Vi arrivò 21 anni fa, con alle spalle – ancora giovanissima – otto anni di esperienza al rifugio Laghi Gemelli. Elisa Rodeghiero, oggi 50 anni, lassù, a 2.222 metri, in uno dei rifugio e panorami più belli delle Orobie, ha costruito gran parte della sua vita. Qui ha il suo cuore, qui porta ogni estate i tre figli.

Era il 2006 quando prese in gestione il rifugio del Cai alta Valle Brembana: due anni dopo arrivò il primo figlio, Federico, che – appena nato – trascorse l’estate in alta quota. Difficile? No, nulla è impossibile. Poi sono arrivati Caterina, ora 16 anni, e Francesca, di 13. Sempre con loro, ogni estate, verrebbe da dire dove osano le aquile, perché il Benigni è uno dei rifugi più alti delle Orobie, sopra di sé sembra avere solo l’azzurro del cielo.

Da sabato 30 maggio al 2 giugno la riapertura (dal 6 giugno poi tutti i giorni). Per Elisa sarà la ventunesima stagione ad accogliere escursionisti da tutto il mondo. E noi, di Valbrembanaweb, al Benigni siamo molto affezionati: è il primo rifugio dei Cai Alta Val Brembana, il rifugio che noi “sbirciamo” tutto l’anno grazie a una webcam. Come non ricordare quell’8 febbraio 2014 in cui – grazie all’occhio elettronico – riuscimmo a spiarlo quasi completamente sommerso dalla neve? O i suoi fantastici tramonti? Qui le foto.

Originaria di Saronno, nel Varesotto, Elisa ha ormai nel rifugio la sua seconda casa. “Un’esperienza bellissima – dice – 21 anni che ripeterei sempre. Una dimensione che ho imparato da giovanissima e poi ho fatto diventare parte fondamentale della mia vita. I bambini? Sono stata fortunata. Anche con loro è possibile”.

LA SCHEDA DEL RIFUGIO BENIGNI

Il rifugio Cesare Benigni si trova nel Parco delle Orobie, in territorio di Ornica, all’inizio di un piccolo altopiano che partendo dal lago Piazzotti si protende tra la val Salmurano e la val Tronella, proprio sul confine tra le province di Bergamo e Sondrio. Tra rocce, pratini, pozze d’acqua e stambecchi si gode di una vista grandiosa che spazia dalle vette del gruppo Masino-Bregaglia, al Disgrazia, alla Valmalenco, fino ad abbracciare tutte le Orobie e raggiungere la pianura.

Elisa (a destra) a una serata Cai di diversi anni fa

E’ posto a tappa del sentiero 101 delle Orobie Occidentali ed è raggiungibile in 2-3 ore da diversi punti di accesso sia in alta val Brembana sia dalla val Gerola e, impiegando un po’ più di tempo, anche dalla Valsassina e dal passo di San Marco; per questo è meta ideale per escursioni di diverso tipo: la semplice gita in giornata, il pernottamento in rifugio, il giro ad anello di uno o più giorni o la traversata.

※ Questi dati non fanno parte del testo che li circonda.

PR #7091, opened 2023-07-14
BUG: Fix CPACK_NSIS_INSTALL_SUBDIRECTORY being overwritten

jamesobutler:
Introduced by https://github.com/Slicer/Slicer/commit/43dd44e85c210fc09375997bd435da61adbe136b

I was using this along with `mark_as_superbuild(Slicer_CPACK_NSIS_INSTALL_SUBDIRECTORY "${Slicer_ORGANIZATION_NAME}")` in the CMakeLists.txt of my Slicer custom app to change the default system level install location from "C:/Program Files/{ApplicationName}" to "C:/Program Files/{OrganizationName}/{ApplicationName}

### DIFF
--- a/CMake/SlicerCPack.cmake
+++ b/CMake/SlicerCPack.cmake
@@ -354,7 +354,9 @@ endif()
 # -------------------------------------------------------------------------
 if(CPACK_GENERATOR STREQUAL "NSIS")
 
-  set(Slicer_CPACK_NSIS_INSTALL_SUBDIRECTORY "")
+  if(NOT DEFINED Slicer_CPACK_NSIS_INSTALL_SUBDIRECTORY)
+    set(Slicer_CPACK_NSIS_INSTALL_SUBDIRECTORY "")
+  endif()
   slicer_cpack_set("CPACK_NSIS_INSTALL_SUBDIRECTORY")
 
   set(_nsis_install_root "${Slicer_CPACK_NSIS_INSTALL_ROOT}")
--- a/CMake/SlicerCPack.cmake
+++ b/CMake/SlicerCPack.cmake
@@ -354,6 +354,9 @@ endif()
 # -------------------------------------------------------------------------
 if(CPACK_GENERATOR STREQUAL "NSIS")
 
+  # Conditionally set the variable so that a different value
+  # can be passed to the inner build (usually done by a custom
+  # application).
   if(NOT DEFINED Slicer_CPACK_NSIS_INSTALL_SUBDIRECTORY)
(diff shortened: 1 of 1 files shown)


CMake/SlicerCPack.cmake
```diff
@@ -354,7 +354,9 @@ endif()
 # -------------------------------------------------------------------------
 if(CPACK_GENERATOR STREQUAL "NSIS")
 
-  set(Slicer_CPACK_NSIS_INSTALL_SUBDIRECTORY "")
+  if(NOT DEFINED Slicer_CPACK_NSIS_INSTALL_SUBDIRECTORY)
+    set(Slicer_CPACK_NSIS_INSTALL_SUBDIRECTORY "")
```
lassoan, line 358: Is there a difference in behavior if `Slicer_CPACK_NSIS_INSTALL_SUBDIRECTORY` is undefined vs. empty?

If yes, then we should described that in a comment.

If not (in most cases this is so, because the string value of an undefined CMake variable is `""`) then it would be simpler to just remove this line and add a comment that mentioning that `Slicer_CPACK_NSIS_INSTALL_SUBDIRECTORY` may be set externally.

jcfr: Being explicit makes sense as it is consistent with the `slicer_cpack_set` reporting an error if the variable is not defined.

jcfr (dismissed):

CMake/SlicerCPack.cmake
lassoan: That's good it just need to be described in a comment. Otherwise this line may get removed during future refactoring.

CMake/SlicerCPack.cmake
```diff
@@ -354,7 +354,9 @@ endif()
 # -------------------------------------------------------------------------
 if(CPACK_GENERATOR STREQUAL "NSIS")
 
-  set(Slicer_CPACK_NSIS_INSTALL_SUBDIRECTORY "")
+  if(NOT DEFINED Slicer_CPACK_NSIS_INSTALL_SUBDIRECTORY)
```
jcfr, line 357:
```
  # Conditionally set the variable so that a different value
  # can be used to the inner build in the context of custom application.
  if(NOT DEFINED Slicer_CPACK_NSIS_INSTALL_SUBDIRECTORY)
```

CMake/SlicerCPack.cmake
jcfr: See suggestion above

CMake/SlicerCPack.cmake
lassoan: Looks good, thank you!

Il rifugio Benigni a 2.222 metri, in territorio di Ornica

Nelle vicinanze potete trovare diverse vie di arrampicata, alcune delle quali attrezzate (relazioni consultabili in rifugio), e numerose vette, raggiungibili con le più varie difficoltà: cima Piazzotti (2349 m, 20′), pizzo Trona (2510 m, 2 ore e 30′), pizzo Tre Signori (2554 m, 3 ore), monte Valletto (2371 m, 1 ora e 30′), pizzo Giacomo (2184 m, 1 ora). Salendo al rifugio incontrerete molti animali: una grande quantità di marmotte e stambecchi, e quando c’è poca gente, se si è più fortunati, anche camosci, rapaci, volatili del bosco, volpi, cervi. (da rifugilombardia.it)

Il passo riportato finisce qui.